◆ **Exercise aim**
Your answer must consist of exactly the lines below, starting with the line with "antwanchild: Addressed all" and going on through the line with "2. In 2.4.8, a", and nothing else.

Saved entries
-------------------------

PR #990, opened 2021-06-21
Add X2C for GHF which includes the SOC contributions

sunqm:
* Change the X2C-GHF interface. ghf.x2c() used to generate a spin-free-X2C-GHF method. With this patch, calling ghf.x2c() will generate the standard X2C in regular spin-orbital basis representation (in the GHF framework) while ghf.sfx2c1e() will generate the spin-free-X2C-GHF as before. The new X2C-GHF object theoretically can give the same result as the (j-adapted) spinor X2C method. In practice it often breaks the spin symmetry and converges to a lower energy solution.

* Add a helper method add_keys in StreamObject class. Using it to simplify the initialization of meta-class (e.g. DF, X2C)

### DIFF
--- a/pyscf/lib/numpy_helper.py
+++ b/pyscf/lib/numpy_helper.py
@@ -1028,10 +1028,14 @@ def condense(opname, a, loc_x, loc_y=None):
             for j,j0 in enumerate(loc_y):
                 j1 = loc_y[j+1]
                 out[i,j] = op(a[i0:i1,j0:j1])
+
+    opname can be  sum, max, min, abssum, absmax, absmin, norm
     '''
-    assert(a.dtype == numpy.double)
+    assert a.dtype == numpy.double
     if not opname.startswith('NP_'):
         opname = 'NP_' + opname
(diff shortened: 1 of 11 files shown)


pyscf/lib/numpy_helper.py
```diff
@@ -1041,6 +1045,8 @@ def condense(opname, a, loc_x, loc_y=None):
     nloc_y = loc_y.size - 1
     if a.flags.f_contiguous:
         out = numpy.zeros((nloc_x, nloc_y), order='F')
+        loc_x, loc_y = loc_y, loc_x
+        nloc_x, nloc_y = nloc_x, nloc_y
```
fishjojo, line 1049: is this correct?

fishjojo (approved):

pyscf/lib/numpy_helper.py
sunqm: It's correct but seems misleading. I changed implementations in new commits

PR #3556, opened 2026-09-08
chore: move documentation dependencies into their own group

badja-dev:
## What type of PR is this?

- [ ] Bug Fix (non-breaking change which fixes an issue)
- [ ] Feature/Tweak (non-breaking change which adds new functionality or enhances existing functionality)
- [ ] Breaking Change (fix or feature that would break any existing functionality for users)
- [ ] Documentation Update
- [X] Chore (maintenance, dependency bumps, housekeeping - no functional change)
- [ ] Other

## Description

`[project].dependencies` declared 42 packages, 17 of which are the mkdocs documentation toolchain. Stack 4 of 5, based on #3555.

None of those 17 are imported anywhere in `modules/` or `kometa.py`. They exist only to build the documentation site. This moves them into a `docs` dependency group. `docs` is not a default group, so `uv sync` no longer pulls the documentation stack into a runtime environment.

After the split, `[project].dependencies` and `requirements.txt` agree exactly:

```
[project].dependencies: 25    requirements.txt: 25
in pyproject only: none
in requirements only: none
version specifier mismatches: none
```

Two lists that have been maintained by hand in separate files now match package for package and specifier for specifier.

`docs/requirements.txt` is unchanged, so the Read the Docs build is unaffected.

This is a prerequisite for #3557, which generates `requirements.txt` from the lockfile. Without the split, the generated file would pull the entire documentation stack into every image.

No CHANGELOG entry: no user-facing change.

## Have you updated the Documentation to reflect changes (if necessary)?

- [ ] Yes
- [ ] No
- [X] Not Applicable

## Have you updated the JSON Schema files (if necessary)?

- [ ] Yes
- [ ] No
- [X] Not Applicable

## Have you updated the CHANGELOG.md?

- [ ] Yes
- [X] No

PR #3557, opened 2026-09-08
chore: make uv.lock the authoritative install path

badja-dev:
## What type of PR is this?

- [ ] Documentation Update
- [X] Chore (maintenance, dependency bumps, housekeeping - no functional change)
- [ ] Other

## Description

Makes `uv.lock` the file the image is installed from, rather than a second description of the dependencies that has to be kept in step by hand. Stack 5 of 5, based on #3556.

`Dockerfile.base` now runs `uv sync --locked --no-dev --no-install-project` instead of `pip3 install -r requirements.txt`. The lockfile records a sha256 for every registry package (1121 of them) and a commit SHA for each git dependency, so all of that is verified at install time.

`requirements.txt` becomes generated by `uv export`, growing from 25 hand-written direct dependencies to the full 61 package runtime closure with every transitive pinned. It stays an ordinary pip requirements file, so the local install path in the documentation is unaffected.

CI gains a check that fails the PR if either file has drifted:

```
uv lock --check
uv export --format requirements-txt --no-hashes --no-dev --no-emit-project -o requirements.txt
git diff --exit-code -- requirements.txt
```

The uv version is pinned there so CI cannot rewrite the lockfile revision header.

### Why not pip --require-hashes

Hashes in a requirements file are all or nothing, and a VCS dependency can never have one. Both pip and uv refuse:

```
error: In `--require-hashes` mode, all requirements must have a hash, but none
were provided for: mkdocs-include-markdown-plugin @ git+https://...
```

`serializd-py` is not published on PyPI, so it cannot be converted into a hashable registry dependency. Installing from the lockfile is the only route that verifies hashes and still handles a git dependency.

### No user-visible change

`ENV PATH="/.venv/bin:$PATH"` makes `python3` resolve to the virtualenv, so `ENTRYPOINT` is untouched and `docker exec` gets the same environment. Both the currently published base image and the new one work with the same app layer, so the transition is safe in either direction.

Verified locally:

```
docker build -f Dockerfile.base                            succeeds
which python3                                              /.venv/bin/python3
python3 -V                                                 Python 3.13.15
import plexapi, requests, lxml, PIL, tmdbapis, serializd   ok
image size                                                 573MB (published base is 585MB)
```

`uv` is bind-mounted into the build from a digest-pinned stage rather than copied in, so the 50MB binary never becomes a layer in the shipped image.

### Also included

- A `docker-base-build` CI job. `Dockerfile.base` was previously built only by `docker-base.yml`'s weekly schedule, which checks out nightly, so changes to it were never exercised before merge. The new job builds it on any PR touching `Dockerfile.base`, `pyproject.toml` or `uv.lock`, then asserts the runtime imports resolve and that `python3` points at the locked environment. Build only, never pushed.
- `.venv` added to `.dockerignore`. It contained `venv` but not `.venv`, and `.envrc` creates one, so `COPY . /` could paste a developer's host virtualenv over the image's.
- `pyproject.toml` and `uv.lock` added to the docker build trigger paths, since they now change what the image contains.

No CHANGELOG entry: build and CI configuration only, no user-facing change.

- [ ] Yes
- [ ] No
- [X] Not Applicable

- [ ] Yes
- [ ] No
- [X] Not Applicable

- [ ] Yes
- [X] No


chazlarson (approved):
Looks good, and learned a new thing, the "as uv" thing.

PR #3563, opened 2026-09-13
Fix malformed TMDb TVDb mappings

### LINKED ISSUE #3548: [Defaults]: TVDb Error: `tt3348258` fails to map to a TVDb URL when using the `imdb` collection default
### Link to File

n/a

### Version Number

2.4.8

### What branch are you on?

master

### Describe the Bug

hopefully I'm not posting this to the wrong place.

Every run produces the following error, sourced from the built-in `default: imdb` collection file applied to my TV Shows library:

```
TVDb Error: tt3348258 must begin with https://www.thetvdb.com/movies/ or https://www.thetvdb.com/series/
```

`tt3348258` is the IMDb ID for *Arrow: Blood Rush*, a 6-episode online mini-series tied to *Arrow* (2012). It doesn't appear to have a standalone TVDb series/movie page, so the IMDb → TVDb mapping used internally by the `imdb` defaults file fails and logs this error on every run.

The item isn't in my library, this is coming purely from the defaults data set, not anything in my own config.

## Expected Behavior
Either:
- The `imdb` defaults data should skip/exclude IDs with no valid TVDb mapping instead of raising a hard error, or
- The error should be downgraded to a warning/info line (similar to the existing "No TVDb ID found for TMDb IDs" convert-summary lines), since there's nothing a user can fix on their end for an ID that Kometa itself can't map.

## Steps to Reproduce
1. Configure a TV Shows library with `collection_files: [{default: imdb}]`
2. Run Kometa
3. Observe the TVDb Error for `tt3348258` in the log/summary every run

## Logs
```
[ERROR] | TVDb Error: tt3348258 must begin with https://www.thetvdb.com/movies/ or https://www.thetvdb.com/series/ |
```
(Reproduces consistently across multiple runs/days — see `meta-1.log` through `meta-9.log`.)

## Workaround
Adding `tt3348258` to `ignore_imdb_ids` in `config.yml` suppresses the error, but it would be good if the defaults file didn't require every user to individually discover and ignore this ID.

antwanchild:
## What type of PR is this?

- [ ] Documentation Update
- [ ] Other

## Description

TMDb can return a malformed TVDb external ID for a show. In the reported case, the TMDb record used `tt3348258`—an IMDb ID—in its TVDb ID field. `Convert.tmdb_to_tvdb()` previously accepted any truthy value, so Kometa returned and cached that string as a TVDb ID. The IMDb Defaults builder then added it to `missing_shows`, where the TVDb client interpreted it as a URL and logged a misleading hard error on every run.

This PR validates TVDb IDs at the TMDb-to-TVDb conversion boundary and normalizes valid numeric strings to integers.

| Input/source | Previous behavior | New behavior |
| --- | --- | --- |
| Numeric cached TVDb ID | Returned | Returned as an integer |
| Numeric string from TMDb | Returned and cached as supplied | Normalized to an integer, then cached |
| Malformed cached value | Returned as a TVDb ID | Ignored; TMDb is queried again in case upstream data was corrected |
| Malformed value from TMDb, such as `tt3348258` | Returned/cached and later sent to the TVDb URL parser | Not cached; treated as an ordinary missing conversion |

For the IMDb show builder, the ordinary missing-conversion behavior is already to emit a `Convert Warning` and skip the item. As a result, the invalid value no longer enters `missing_shows` and never reaches `TVDb.get_tvdb_obj()`.

### Scope

- No special case for `tt3348258` or the IMDb Defaults file.
- No changes to valid numeric TVDb mappings.
- No database migration or cache deletion.
- No changes to TVDb request, retry, or NotFound behavior.
- Existing malformed cached values are bypassed and can be overwritten if TMDb later supplies a valid ID.

### Regression coverage

| Test area | Coverage |
| --- | --- |
| Conversion | Numeric strings normalize to integers |
| Conversion | Malformed live TMDb external IDs return a conversion miss and are not cached |
| Cache | Malformed cached mappings are rechecked against TMDb |
| Error contract | `fail=True` retains the existing `MappingConvertError` / `Convert Warning` behavior |
| IMDb builder | The affected item is skipped, is not added to `missing_shows`, and does not produce a normal error |

### Verification

- `pytest -q`: **1544 passed**
- Focused suite (`tests/test_convert.py tests/test_builder.py`): **143 passed**
- Targeted regression set: **11 passed**
- `black`: passed
- `isort`: passed
- `flake8`: passed
- `git diff --check`: passed

The changelog documents the user-visible correction. Additional user documentation is not needed because this does not add or change configuration, builders, attributes, or supported values.

## Related Issues [optional]

- Closes #3548

- [ ] Yes
- [ ] No
- [X] Not Applicable

- [ ] Yes
- [ ] No
- [X] Not Applicable

- [X] Yes
- [ ] No

---
<a href="https://app.blacksmith.sh/Kometa-Team/codesmith/Kometa/pr/3563"><picture><source media="(prefers-color-scheme: dark)" srcset="https://pr-comments-assets.blacksmith.sh/codesmith/view-with-codesmith-dark-v2.svg"><source media="(prefers-color-scheme: light)" srcset="https://pr-comments-assets.blacksmith.sh/codesmith/view-with-codesmith-light-v2.svg">View with [code]smith</picture></a> <a href="https://backend.blacksmith.sh/track/enable-autofix?expires=1791850544&installation_model_id=431096&pr_number=3563&repository=Kometa-Team%2FKometa&return_to=https%3A%2F%2Fgithub.com%2FKometa-Team%2FKometa%2Fpull%2F3563&signature=f6de4186a607a07b1acdb8946c1b5f8bbfa4fcf20f4b992424391c447f98a30e"><picture><source media="(prefers-color-scheme: dark)" srcset="https://pr-comments-assets.blacksmith.sh/codesmith/autofix-with-codesmith-dark.svg"><source media="(prefers-color-scheme: light)" srcset="https://pr-comments-assets.blacksmith.sh/codesmith/autofix-with-codesmith-light.svg">Autofix with [code]smith</picture></a>


modules/convert.py
badja-dev, line 1: `normalize_tvdb_id` uses `.isdigit()`, which is `True` for characters `int()` will not accept - `"²".isdigit()` is `True` but `int("²")` raises `ValueError`, so the guard can still let an unhandled exception through where it is meant to return `None`; `.isdecimal()` is the exact test for "`int()` will accept this" and is a one-word change

@antwanchild  - on the malformed-cached-value path, the row is bypassed but never cleared, so while TMDb keeps returning the bad external ID that show costs an extra TMDb call on every run forever - is it worth keeping the door open for upstream correcting the data, or worth clearing the row?

antwanchild: Good catch — changed this to `.isdecimal()` in 674da6d6 and added a regression test using `"²"`.

**Cache behavior (no code change):** I intentionally did not clear the malformed cached row. Clearing it would not reduce TMDb calls: it would turn the malformed-cache path into an ordinary cache miss, and both paths query TMDb again. Keeping the legacy row also does not block recovery—the method bypasses the malformed value, queries TMDb, and overwrites the row as soon as TMDb returns a valid TVDb ID. New malformed responses are never cached.

Actually suppressing repeated requests would require negative-cache expiry semantics. That would also delay detecting an upstream correction until the negative entry expires, so it is a broader behavior change than this focused crash fix.

PR #3567, opened 2026-09-13
Add Tracearr watched media builder

antwanchild:
## What type of PR is this?

- [ ] Documentation Update
- [ ] Other

## Description

Adds `tracearr_watched_media`, an opt-in builder backed by Tracearr's compact Public API v2 `/watched-media` endpoint.

This remains separate from `tracearr_watched` because the two builders answer different questions:

| Builder | Result | Time behavior | Ordering |
|:--|:--|:--|:--|
| `tracearr_watched` | Titles ranked by completed playback sessions | Uses a required history window (`list_days`, default 30) | Completed-session count |
| `tracearr_watched_media` | Distinct watched media, or watched plus partially watched media | All-time by default; optional `list_days` filter | Most recent watched day |

The new builder supports movie, show, and episode-level results; `user`, `min_state`, `list_days`, and `list_size`; cursor pagination; mixed movie/show playlists; and provider-ID-first matching.

| Media type | Preferred matching |
|:--|:--|
| Movie | TMDb, then IMDb |
| Show | TVDb, then TMDb or IMDb |
| Episode | Parent-show TVDb ID + season/episode coordinates, then episode IMDb |

Kometa now retains the v2 OpenAPI path catalog discovered during connection and only enables this builder when Tracearr advertises `/api/v2/public/watched-media`. Older Tracearr installations are unaffected, and using the builder against an unsupported version produces a focused compatibility error rather than silently changing its semantics through a history fallback.

The endpoint allows 1,000 compact records per page versus 100 full playback records per history page:

| API characteristic | `/history` | `/watched-media` | Integration benefit |
|:--|:--:|:--:|:--|
| Maximum page size | 100 plays | 1,000 media records | Up to 10x fewer page requests for equivalent row counts |
| Result grain | One record per play | One record per distinct title | No local play aggregation for watched-state sets |
| Identity data | Full playback and media identity | Compact provider-focused identity | Less transferred data for library matching |

Existing history builders also pass an explicitly configured `watched` filter to API v2 so Tracearr can discard unwanted records before transfer. The in-progress builder deliberately keeps its existing behavior because it needs both partial and completed plays to determine the latest state correctly.

Validation:

| Check | Result |
|:--|:--|
| Full pytest suite | 1,548 passed |
| Focused Tracearr/builder/schema suite | 234 passed |
| Black | Passed |
| isort | Passed |
| flake8 | Passed |
| Pyright baseline | Passed; 0 regressions |
| pyspelling | Not run locally because `aspell` is unavailable |

The Tracearr defaults are intentionally unchanged. The new endpoint is not yet universally available, and the existing default `Tracearr Watched` chart has different semantics.

## Related Issues [optional]

- Related Issue # N/A
- Closes # N/A

- [X] Yes
- [ ] No
- [ ] Not Applicable

- [X] Yes
- [ ] No
- [ ] Not Applicable

- [X] Yes
- [ ] No

---
<a href="https://app.blacksmith.sh/Kometa-Team/codesmith/Kometa/pr/3567"><picture><source media="(prefers-color-scheme: dark)" srcset="https://pr-comments-assets.blacksmith.sh/codesmith/view-with-codesmith-dark-v2.svg"><source media="(prefers-color-scheme: light)" srcset="https://pr-comments-assets.blacksmith.sh/codesmith/view-with-codesmith-light-v2.svg">View with [code]smith</picture></a> <a href="https://backend.blacksmith.sh/track/enable-autofix?expires=1791856667&installation_model_id=431096&pr_number=3567&repository=Kometa-Team%2FKometa&return_to=https%3A%2F%2Fgithub.com%2FKometa-Team%2FKometa%2Fpull%2F3567&signature=fca584a20ad8165e803d54942ff91659ab9878ef9b860a8a23c098019336a847"><picture><source media="(prefers-color-scheme: dark)" srcset="https://pr-comments-assets.blacksmith.sh/codesmith/autofix-with-codesmith-dark.svg"><source media="(prefers-color-scheme: light)" srcset="https://pr-comments-assets.blacksmith.sh/codesmith/autofix-with-codesmith-light.svg">Autofix with [code]smith</picture></a>


docs/files/builders/tracearr/history.md
badja-dev, line 1: The new `## Tracearr Watched Media` section is inserted at line 50, immediately above the `tracearr_binged` (line 51) and `tracearr_in_progress` (line 53) paragraphs, and this file has no other `##` heading anywhere - it is `# Tracearr History` at line 5 and then `### Example Tracearr History Builder(s)` at line 59. The result is that everything from line 51 to the end of the file is absorbed into the Watched Media section, so the two paragraphs about other builders, the configuration warning, and the general history examples all render as children of Watched Media in the right-hand navigation. Ant - either moving the new section below the examples at the bottom of the page, or adding a `## Tracearr History Builders` heading above line 51 to close it off, fixes it; the `#tracearr-watched-media` anchor that `builders.json` and both overview tables point at stays valid either way. The content itself is good and the attribute table correctly marks all four attributes optional.

modules/builder.py
badja-dev, line 1: The early return for `watched_media` keeps it out of the shared history `final_dict`, which is the right call - the history path would otherwise have forced `list_days` and the progress attributes onto a builder that does not want them - and leaving `list_days` and `user` as `None` when absent rather than defaulting them is what makes the all-time default actually work.

modules/tracearr.py
badja-dev, line 1: The new `watched` passthrough in `get_rating_keys` reads `data.get("watched") is not None`, which really does mean "explicitly configured" since `_tracearr` sets it to `None` for unconfigured history builders (`builder.py:3375`), and excluding `list_type != "in_progress"` correctly stops `in_progress`'s forced `watched = False` (`builder.py:3387`) from being sent as an API filter; the local filter at line 297 is untouched, so this stays a pure transfer optimisation that cannot change results even if Tracearr's server-side semantics differ from Kometa's. The provider-ID matching also lines up with the downstream resolver on all four types - `tvdb_episode` emits exactly the `{tvdb}_{season}_{episode}` string that `builder.py:4036` splits, `tmdb_show` is handled at `builder.py:4051`, and the episode IMDb fallback resolves through the `imdb_to_tmdb` episode branch at `builder.py:3924` - and sorting on `candidate[0]` instead of the whole tuple is worth calling out as correct, since mixed `int` and `str` IDs would raise on a plain reverse sort. Two things worth your word on: `exhausted_by_cutoff` stops pagination at the first record older than the cutoff, which is only correct if `/watched-media` guarantees `last_watched_day` descending order - the docs assert that but the code takes it on trust, so one out-of-order record silently under-fills the list - and the builder calls `_request` directly rather than going through `_fetch_history`, so it gets none of the per-run request reuse the history builders get and two identical `tracearr_watched_media` definitions in one run will each re-paginate from scratch. @antwanchild - is that ordering contractual on Tracearr's side, and was bypassing the run cache deliberate? Two nits if you are back in this block anyway: `getattr(self, "v2_paths", set())` is defensive for an attribute `__init__` always sets, and an empty `media_types` returns an empty list rather than raising the way the other unsupported-configuration paths do.

badja-dev (commented):
The new `## Tracearr Watched Media` heading in `docs/files/builders/tracearr/history.md` is the first `##` in a file that previously went straight from H1 to a single H3, so it swallows everything after it: the `tracearr_binged` and `tracearr_in_progress` paragraphs, the Tracearr Configuration warning, and the `### Example Tracearr History Builder(s)` block with the generic history YAML all end up nested under Watched Media in the page navigation

docs/files/builders/tracearr/history.md
antwanchild: Addressed in 13b46fb2 by adding a `## Tracearr History Builders` heading before the general history content. This closes the Watched Media section while preserving the existing `#tracearr-watched-media` anchor.

modules/builder.py
antwanchild: Thanks for confirming this. I kept the early-return parser behavior and the `None` defaults unchanged, so the all-time default and separation from history-only attributes remain intact. No code change was needed for this thread.

modules/tracearr.py
antwanchild: Addressed all four points in 13b46fb2:

- Ordering is contractual: Tracearr’s OpenAPI description says the endpoint returns newest activity first, and the server query orders by `last_day DESC` with canonical ID as its tiebreak. I retained the cutoff optimization and added a comment documenting that invariant.
- Bypassing per-run reuse was not necessary. Watched-media pages now have a dedicated per-run cache keyed by their request parameters, so identical definitions reuse pagination and differently sized definitions can reuse the pages they share. A regression test verifies this.
- Removed the defensive `getattr`; `self.v2_paths` is used directly.
- An empty supported-media scope now raises a focused `Failed` error rather than returning an empty list.

The positive notes about server-side `watched` filtering, provider matching, and mixed-ID sorting remain unchanged.

PR #3571, opened 2026-09-13
Fix Plex language search normalization and diagnostics

### LINKED ISSUE #3570: Fix Plex language search normalization and diagnostics
## Version Number

2.4.8

## What branch are you on?

master

## Describe the Bug

Plex language searches regress in three related ways after language values began expanding to every Plex locale/code variant:

1. Language names such as `Dutch` and ISO 639-3 codes such as `nld` are rejected even when Plex reports matching Dutch streams. `get_language_search_values` normalizes Plex choice keys but looks up the original configured value instead of its normalized base code, and it does not consider Plex choice titles.
2. In 2.4.8, a base code such as `nl` expands into multiple positive filters joined with `AND`, which can produce `Plex Error: No Items found in Plex`. Current nightly already groups positive variants with `OR`, but the remaining normalization problems persist.
3. Validation reports `Options: []` because the language-specific path bypasses `get_search_choices` and initializes the available-name list as empty. Expanded variants are also rendered as duplicate filter-description lines instead of one configured-language line.

The negative expansion itself must remain an `AND` across variants so every English variant is excluded.

Reported in Discord: https://discord.com/channels/822460010649878528/1548764007089971220

Related support report: https://discord.com/channels/822460010649878528/1539762336137609226/1539762336137609226

### Expected behavior

- `Dutch`, `nld`, and `nl` resolve to the Dutch values Plex exposes for the library.
- An explicitly available locale/code remains targetable exactly.
- Positive variants are ORed and negative variants are ANDed.
- Invalid values show the available Plex language options.
- The filter summary prints the configured language once.

## Relevant Collection/Overlay/Playlist Definition

```yml
NL:
  plex_search:
    all:
      audio_language: Dutch
      audio_language.not: English
      label.not: Vlaams
  overlay:
    name: NL
    file: config\\overlays\\NL.png
    horizontal_offset: 25
    horizontal_align: right
    vertical_offset: 25
    vertical_align: top
```

## Logs

```text
Plex Error: audio_language: Dutch not found
Options: []
```

Using `nl` validates, but the generated filter reports repeated language lines and returns no items on 2.4.8.

antwanchild:
## What type of PR is this?

- [ ] Documentation Update
- [ ] Other

## Description

Completes the nightly Plex language-filter fix for `audio_language` and `subtitle_language`. Nightly correctly groups multiple locale variants with `OR` for positive searches and `AND` for exclusions, but longstanding configurations using Plex language names such as `Dutch` and `English` still fail validation. Three-letter codes such as `nld` can also fail when Plex does not expose that exact key.

This change indexes Plex language-choice titles alongside exact and normalized codes, falls back from an unavailable three-letter code to the matching base-language variants, reuses cached language names in validation errors, and renders a configured language only once in the filter summary. Name matching uses the choices already returned and cached for that Plex library, so it supports other languages and localized Plex titles without a hard-coded name table or an additional Plex request.

| Input | Current nightly | With this PR |
| --- | --- | --- |
| `Dutch` / `English` | Rejected | Matches Plex-reported language names |
| `nld` | Rejected unless Plex exposes that exact key | Falls back to available Dutch variants |
| `nl` | Matches all Dutch variants | Unchanged |
| Invalid value | `Options: []` | Lists Plex-reported languages |
| Multiple variants | Repeated summary lines | One summary line; query semantics unchanged |

Explicit locale-tagged and three-letter values exposed by Plex remain exact matches. Bare two-letter base codes expand to every available variant of that language. Positive variants remain grouped with `OR`, while negated variants remain grouped with `AND` so every excluded-language variant is rejected.

### Verification

- Full suite: `pytest -q tests` — **1,563 passed**
- Focused language and search tests — **34 passed**, including the reported `Dutch` plus `English` exclusion configuration
- `black` — passed
- `isort` — passed
- `flake8` — passed
- `git diff --check` — passed

## Related Issues [optional]

- Related Issue #3440
- Closes #3570

- [ ] Yes
- [ ] No
- [X] Not Applicable

- [ ] Yes
- [ ] No
- [X] Not Applicable

- [X] Yes
- [ ] No


modules/builder.py
badja-dev, line 1: Since `sub_display` now takes whichever variant is first in the list `get_language_search_values` returns, and that order comes from Plex's own tag-report order rather than the value the user actually typed, the summary could show e.g. "de-DE" instead of "de" depending on how Plex orders its choices for that library - @antwanchild , is that acceptable, or should it prefer the variant that matches what was configured when one exists?

modules/plex.py
badja-dev, line 1: The new `if choice.key not in code_map.setdefault(...)` / `name_map.setdefault(...)` dedup guards - was that guarding against a real duplicate-choice case you hit from Plex, or just defensive? Doesn't affect correctness either way

badja-dev (commented):
Just a couple of questions, but mergeable either way I think

modules/builder.py
antwanchild: It already prefers the configured value for the summary: each variant calls `build_url_arg(..., arg_s=og_value)`, so `sub_display` captures the original configured spelling/case rather than the first Plex variant. I made that behavior explicit in b754be4a by returning `de-DE` before `de` and asserting that the summary still shows only `Audio Language is de`.

modules/plex.py
antwanchild: These guards are defensive; I did not observe duplicate choices in the reported Plex response. I kept them because identical keys from Plex would otherwise produce redundant query clauses, while preserving first-seen order costs very little. Multiple distinct keys with the same title are still retained intentionally in `name_map`.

-------------------------

◆ **Answer to this exercise**
antwanchild: Addressed all four points in 13b46fb2:

- Ordering is contractual: Tracearr’s OpenAPI description says the endpoint returns newest activity first, and the server query orders by `last_day DESC` with canonical ID as its tiebreak. I retained the cutoff optimization and added a comment documenting that invariant.
- Bypassing per-run reuse was not necessary. Watched-media pages now have a dedicated per-run cache keyed by their request parameters, so identical definitions reuse pagination and differently sized definitions can reuse the pages they share. A regression test verifies this.
- Removed the defensive `getattr`; `self.v2_paths` is used directly.
- An empty supported-media scope now raises a focused `Failed` error rather than returning an empty list.

The positive notes about server-side `watched` filtering, provider matching, and mixed-ID sorting remain unchanged.

PR #3571, opened 2026-09-13
Fix Plex language search normalization and diagnostics

### LINKED ISSUE #3570: Fix Plex language search normalization and diagnostics
## Version Number

2.4.8

## What branch are you on?

master

## Describe the Bug

Plex language searches regress in three related ways after language values began expanding to every Plex locale/code variant:

1. Language names such as `Dutch` and ISO 639-3 codes such as `nld` are rejected even when Plex reports matching Dutch streams. `get_language_search_values` normalizes Plex choice keys but looks up the original configured value instead of its normalized base code, and it does not consider Plex choice titles.
2. In 2.4.8, a base code such as `nl` expands into multiple positive filters joined with `AND`, which can produce `Plex Error: No Items found in Plex`. Current nightly already groups positive variants with `OR`, but the remaining normalization problems persist.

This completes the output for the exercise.